5.8.08

Schizo-évolution : l'ordre au bord du chaos

Connues depuis l’Antiquité mais décrites pour la première fois de manière systématique en 1911 par le psychiatre suisse Eugen Bleuler, la schizophrénie et les psychoses associées comptent parmi les plus répandues des pathologies mentales. L’incidence à l’échelle d’une vie est estimée à un adulte sur 100. L’héritabilité est forte, 73-90 % selon les travaux. L’International Schizophrenia Consortium, formé par 11 instituts américains et européens, vient de publier l’une des plus importantes analyses génomiques de cette maladie. Un premier travail, portant sur 3391 malades et 3181 parents non affectés, a permis de cibler les CNV associés à la schizophrénie. Ces variations du nombre de copies (CNV pour copy-number variant) concernent quelques milliers à quelques millions de paires de bases. Elles prennent la forme d’insertions, de suppressions ou d’inversions dans l’écriture des paires de bases sur les chromosomes. Les 66 CNV de novo identifiées ont été ensuite réanalysée sur 1433 patients comparés à 33.250 cas de contrôle. Trois délétions sur les chromosomes 1 et 15 sont particulièrement associées au risque de développer la psychose, ainsi qu’une autre sur le chromosome 22, déjà connue par des analyses antérieures.

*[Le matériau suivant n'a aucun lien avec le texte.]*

PR #309, opened 2015-10-26
Appraisal tab supporting dev

Hwesta:
Add support for artefactual-labs/appraisal-tab#93 and artefactual-labs/appraisal-tab#94
- Return paths with ArchivesSpace nodes & on directory creation
- Add DELETE record to ArchivesSpace, and access endpoint


src/dashboard/src/media/js/file_browser.js
```diff
@@ -45,7 +45,7 @@ var FileExplorer = fileBrowser.FileExplorer.extend({
     }
 
     // the file explorer base class doesn't handle deletion
-    this.ajaxDeleteUrl = this.options.ajaxDeleteUrl || '/filesystem/delete/';
+    this.ajaxDeleteUrl = this.options.ajaxDeleteUrl || undefined;
```
mistydemeo, line 48: Won't the default be `undefined` if this is falsy?

mistydemeo:
Can you add an unimplemented version of the new ArchivesSpaceClient method to ArchivistsToolkitClient so we remember to add it later?

src/dashboard/src/components/access/views.py
```diff
@@ -178,8 +195,22 @@ def record_children(client, request, system='', record_id=''):
...
+def _get_sip_arrange_children(record, system):
+    """ Recursively check for SIPArrange associations. """
+    try:
+        mapping = SIPArrangeAccessMapping.objects.get(system=system, identifier=record['id'])
+        record['path'] = mapping.arrange_path
+        record['children'] = record['children'] or []
+        record['has_children'] = True
+    except (SIPArrangeAccessMapping.MultipleObjectsReturned, SIPArrangeAccessMapping.DoesNotExist):
+        pass
+    if record['children']:  # record['children'] may be False
```
mistydemeo, line 210: Maybe unconditionally perform `record['children'] = record['children'] or []` to skip the `False` check below?

mistydemeo, line 210: This'd also fix #9098.

Hwesta, line 210: That would make all ArchivesSpace children directories, not files, which would probably be a good thing, so sure.

src/dashboard/src/components/access/views.py
```diff
@@ -94,10 +94,17 @@ def all_records(client, request, system=''):
...
-                                                         page_size=page_size))
+    records = client.find_collections(
+        search_pattern=search_pattern,
+        identifier=identifier,
+        page=page,
+        page_size=page_size,
+    )
+
+    for r in records:
+        r = _get_sip_arrange_children(r, system)
```
mistydemeo: Does this actually do anything? It's just reassigning the loop variable, not changing the entry in `records`, right?

src/dashboard/src/components/access/views.py
```diff
@@ -178,8 +195,22 @@ def record_children(client, request, system='', record_id=''):
...
+    try:
+        mapping = SIPArrangeAccessMapping.objects.get(system=system, identifier=record['id'])
+        record['path'] = mapping.arrange_path
+        record['children'] = record['children'] or []
+        record['has_children'] = True
+    except (SIPArrangeAccessMapping.MultipleObjectsReturned, SIPArrangeAccessMapping.DoesNotExist):
+        pass
+    if record['children']:  # record['children'] may be False
+        for r in record['children']:
+            r = _get_sip_arrange_children(r, system)
```
mistydemeo: Ditto.

src/dashboard/src/components/access/views.py
mistydemeo: Should this be:

``` python
for i, r in enumerate(records):
    records[i] = _get_sip_arrange_children(r, system)
```

?

mistydemeo: I think this worked by accident because `_get_sip_arrange_children` mutates the passed record, but I'll update it to reassign the contents of `record` for clarity.

PR #310, opened 2015-10-26
Improvements to ArchivesSpaceClient suggested by Hudson Molonglo

mistydemeo:
- Don't allow sessions to timeout, and remove timeout-related code
- Properly restrict results returned via accession number search
- Use `/tree` instead of `/search` to determine existence of children, which avoids a potential place that we could end up with outdated information


Hwesta:
:+1:

PR #312, opened 2015-10-27
Access move_within_arrange: Don't strip leading slash from filepath

mistydemeo:


mistydemeo:
This accidentally removed leading slashes for consistency with `copy_to_arrange`; however, the `filesystem_ajax` version of this function doesn't perform stripping of leading slashes and rejected values being passed in.

Hwesta:
:+1:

Indépendamment de ce travail, une autre équipe de chercheurs s’est intéressée aux bases moléculaires de la schizophrénie dans une perspective évolutive. La plupart des pathologies mentales posent en effet un intéressant problème pour la théorie de l’évolution : invalidantes pour l’existence personnelle et sociale, elles diminuent la probabilité de survie et de reproduction de leurs porteurs. Et pourtant, leur prévalence reste élevée. Philipp Khaitovich et ses collègues ont rassemblé 22 processus biologiques se déroulant dans le cerveau humain, connus pour avoir subi une sélection positive au cours de notre espèce. Ils ont ensuite analysé l’expression de16.815 gènes exprimés dans le cerveau, chez 105 patients schizophrènes. Résultat : 6 des 22 domaines à évolution récente sont concernés par des variations génétiques chez les patients schizophrènes, et ils concernent le métabolisme énergétique (au sens large, l’utilisation de l’énergie pour produire des métabolites comme les sucres, les acides aminés, les acides nucléiques type ARN, les protéines). Une étude parallèle menée chez 10 schizophrènes, 10 sujets sains, 5 chimpanzés et 5 macaques, a mis en évidence la nature de certains de ces changements dans les cellules du cortex préfrontal, changements à la fois sélectionnés au cours de l’hominisation et altérés chez les psychotiques : ils concernent dans cette région cérébrale la concentration variable de métabolites énergétiques (créatine, lactate), lipidiques et membranaires (acétate, choline et dérivés), ainsi que de neurotransmetteurs (choline, glycine).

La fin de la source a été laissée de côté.